The graphical representations of topological indices using the following tables for \(HAC_5C_7\), \(HAC_5C_6C_7\), 2D-lattice of \(TUC_4C_8\) nanotorus, and GTUC are shown in Figs. 2, 4, 6, and 8 for various p and q values. The comparison graphs for the 2D-lattice structure of certain nanotube and nanotorus are presented in Fig. 9 using the following tables. All the topological indices are highlighted individually in the graphs. In this paper, we derive close formulae for all topological indices, and graphically it is shown that the Sanskruti index is more rapid than all other indices.
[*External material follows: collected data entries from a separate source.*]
PR #141, opened 2016-12-19
Remove prod deps from requirements-dev.txt

asottile:
"Unit test dependencies" at the top of the file


laucia:
Arguably the unittests are using pytz directly, maybe we should clarify the comment to Extra Unit Test dependencies ?

asottile:
Personally, I'd remove the comment.  It's a very common convention and should be obvious from the filename.

PR #144, opened 2017-02-06
[RFC] Test processing of binary body of request

lucafavatella:
I am trying to use bravado for generating a python client from a swagger 2.0 specification that has a PUT request with body whose `Content-Type` header is arbitrary and body is arbitrary sequence of bytes (type string, format binary). The client gets generated but when issuing request the client throws exception. I distilled exception to failing tests in bravado-core - this PR - and I welcome comments. The impression I have is that on Python 3 bravado forces body to be valid Unicode sequence, but I am not sure.

The 3 test failures are similar - the first one is:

Table 1 Comparison table for \(HAC_5C_7\)[p,q] nanotube

Table 2 Comparison table for \(HAC_5C_6C_7\)[p,q] nanotube

Table 3 Comparison table for 2D-lattice of \(TUC_4C_8 [p,q]\) nanotorus

Table 4 Comparison table for GTUC[p, q] nanotube

Fig. 9

Comparison graphs of topological indices are presented for the 2D-lattice structure and individually highlighted for indices using blue, red, green, violet, and purple, respectively (color figure online)

11 Conclusion

In this paper, we have estimated the Sanskruti index, the Neighborhood inverse sum index, the Neighborhood Harmonic index, the Fifth \(ND_e\) index and the Neighborhood second modified Zagreb index for two dimensional lattice structure of certain Nanotube and Nanotorus.